I have a plan to save you!

By Dr. Charles P. Ipswich IV
University Professor


Hello, squires. Today I've been reclining in my maroon leather chair, nestled deep inside the English department of my local university at which I am employed. It's been a bit of a slow day here, and as such, I've been scanning the periodicals that are available to me online here on the Internet. There's lots of interesting reading, much of which I can print out to bring with me as I make my thrice-daily trips to the bog. Bloke's got to have his fiber, you know.

It seems that the big problem on this day is the rubbish that has come from your collegiate American football playoff system entitled the Bowl Championship Series. Academic institutions all over this nation seem to think that they deserve a chance to play for the title of the best American football squad in this land!

My, my isn't it a big mess! From reading the rags, it looks like you allow some mix of computers and human voting to determine who plays in the game.
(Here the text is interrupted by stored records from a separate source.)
PR #352, opened 2023-12-21
Improve error_info() type

gomoripeti:
`erlfmt_scan` returns `erl_anno:location()` in errors however `erlfmt_parse` mostly returns full `erlfmt_scan:anno()` maps. The errors from the parser also surface in the return value of `erlfmt:read_nodes[_string]`

I noticed this via dialyzer when calling erlfmt_parse directly.


michalmuskala:
Sorry for the big delay in merging this.

Thank you! ❤️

And there is only one game that determines the winner and all of the other clubs are left out in the cold. Codswallop!

How can this system possibly be used to determine the best sporting gents in this country? Just thinking about the randomness of a such an event makes me lose my knickers in a fit of vitriolic vitriol. Why, it's almost enough to make me hurl my half-full tea cup across the room towards my framed portrait of Winston Churchill.

A new system simply must be put in place. If this is not done immediately, I will declare your sport to be a farce. Don't you know that sample sizes are the only way to determine who the best team is? You cannot choose teams seemingly at random and then give them a one-game playoff and call them a champion. No, no. That would be as foolish as visiting the Glyndebourne Opera House on a full stomach so as you could not enjoy a pre-concert picnic before seeing a full-voiced baritone nearly blast the historic doors off the building with his rendition of Les pĂȘcheurs de perles by George Bizet.
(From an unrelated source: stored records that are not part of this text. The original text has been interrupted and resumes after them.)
PR #356, opened 2024-08-17
Apply `exclude_files` to `files` absolute paths

danielfinke:
When calling `erlfmt` with absolute paths for the files to format, the excludes don't apply, even if the resolved paths of the excludes would match the files to format.

Resolve the paths of the excludes based on the current working directory and add them to the excludes.

This issue was observed when using the
[VS Code Erlang Formatter extension](https://marketplace.visualstudio.com/items?itemName=szTheory.erlang-formatter). The extension invokes `rebar3 fmt` with the full path of the file to format.

### DIFF
--- a/src/erlfmt_cli.erl
+++ b/src/erlfmt_cli.erl
@@ -107,8 +107,25 @@ with_parsed(Name, Config) ->
             erlang:halt(127)
     end.
 
+-spec set_difference([file:name_all()], [file:name_all()]) -> [file:name_all()].
 set_difference(Files, Excludes) ->
-    sets:to_list(sets:subtract(sets:from_list(Files), sets:from_list(Excludes))).
+    {ok, Dir} = file:get_cwd(),
+    AbsoluteExcludes = [resolve_path(Dir, E) || E <- Excludes],
+    AllExcludes = sets:from_list(Excludes ++ AbsoluteExcludes),
+    sets:to_list(sets:subtract(sets:from_list(Files), AllExcludes)).
+
+resolve_path(Dir, Filename) ->
+    case filename:pathtype(Filename) of
+        absolute -> Filename;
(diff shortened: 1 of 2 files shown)


awalterschulze (approved):
Looks good to me, what do you think @michalmuskala ?

michalmuskala (changes requested):
One concern about windows support.

The second concerns would be with symlinks. I'm not sure it would all work correctly in this case.

Wouldn't an alternative of rather than checking for file equality to check for prefixes work?

danielfinke:
@awalterschulze @michalmuskala ready for further review 🙂 

I've addressed Windows support by switching to using `filename:absname/2` for abspath resolution.

The change also makes sure `files`/`exclude_files` consistently resolve relative paths in case of double dots/parent directory segments. Note that previously, erlfmt didn't resolve these - e.g. `a/../b` and `b` were distinct. I had already resolved these for the absolute excludes in the first commit. Now it applies to all paths for both `files`/`exclude_files`.

I intentionally avoided any symlink resolution. The existing behaviour of erlfmt treats symlinks as distinct files. e.g.
```bash
$ echo "   -module(a)." > a.erl
$ ln -s a.erl b.erl
$ rebar3 fmt --verbose --exclude-files "a.erl" b.erl
Formatting b.erl
-module(a).
```
`a.erl` is skipped, because the `b.erl` symlink is not followed.

I think this makes sense and is consistent with most treatment of symlinks in my experience. One example is the script name argument when running a bash script:
```bash
$ echo 'echo $0' > test.sh
$ chmod +x test.sh
$ ln -s test.sh test2.sh
$ ./test.sh
./test.sh
$ ./test2.sh
./test2.sh
```
Unless the script explicitly follows its script name symlink, it thinks it is a unique script.

michalmuskala:
Thank you! ❤️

What you must do with your Bowl Championship Series of American Football is make it so randomness is unable to affect the outcome. If you truly desire in your heart that the best team is the winner, this must be the structure of this year's playoffs, as I propose it:

- You must include the top 16 teams in the nation, as voted on by a selection of no fewer than 30,000 college head coaches across the country, so as to eliminate any margin of error.
- The top fourteen teams receive a first-round bye
- Teams 15 and 16 play a five-game playoff on consecutive nights
- The winner of this game takes on Team 14 in a three-game tilt.
- The winner of that game plays Team 13 in a three-game tilt. This gives us the top 12 teams in the nation, removing the proverbial fat from the bottom of the barrel.
- The top four teams receive another bye. You then pair the matchups off as 4 vs. 12, 5 vs. 11, 6 vs. 10 and so forth. Each of these matchups is played as a seven-game series, much like the World Series of Baseball.
- Two days of rest
- After this, you would be left with eight teams. You may then go with a traditional "Elite Eight" format that seeds the teams accordingly. These series will be standard best-of-nine formats. Games will be rotated by home venue and played on a every-other-night schedule.
- The winners of this will compose the first "Final Four" of college football, to be held at a neutral site, far away from the influence of possible home crowds and snare drums. Given the geographic calculations I have found here, the Final Four should be held at Azadi Stadium in Iran. It is a large venue that seats 90,000 people and will not allow a home-field advantage to affect the outcome of the game and also allow one to take advantage of the necessary corporate sponsorship that are sure to be interested in these games.
- The semifinal matches will have altered rules, due to the likely attrition of players during the long playoff system. Each game will feature two 30-minute halves and feature 7-on-7 flag football rules. The semifinal teams will play a best-of-nine series with three games played per day. The outcome of this will provide a championship match.
- The championship match will then be moved to another site large enough to accommodate the likely interest in the greatest sporting event in the world -- the Championship of the Pure Athletes Who are Unpaid and Play Purely for the Love of the Game. Appropriately, we must move the event to the largest outdoor venue in existence: Rungrado May Day Stadium, located in Pyongyang, North Korea. The stadium seats 150,000 people, which should be sufficient.
- Each team will be allowed one week to rest for the Final Championship Series. Then, they will travel to the stadium and battle in a best-of-15 series that will truly showcase the best collegiate football team in America. The games will return to original football rules, in full pad regalia.

As with every plan, there is a downside, and this is that the regular season would be substantially decreased by my proposed playoff system. In my estimation, the new Bowl Championship Series Extravaganza would last approximately 44 weeks. This would only allow for each college football team to play three games in the regular season, and it would also shorten the football offseason to a mere five weeks. However, I feel this is still a better system than the one currently have in place.

Someone get the NCAA on the phone. I've got a plan!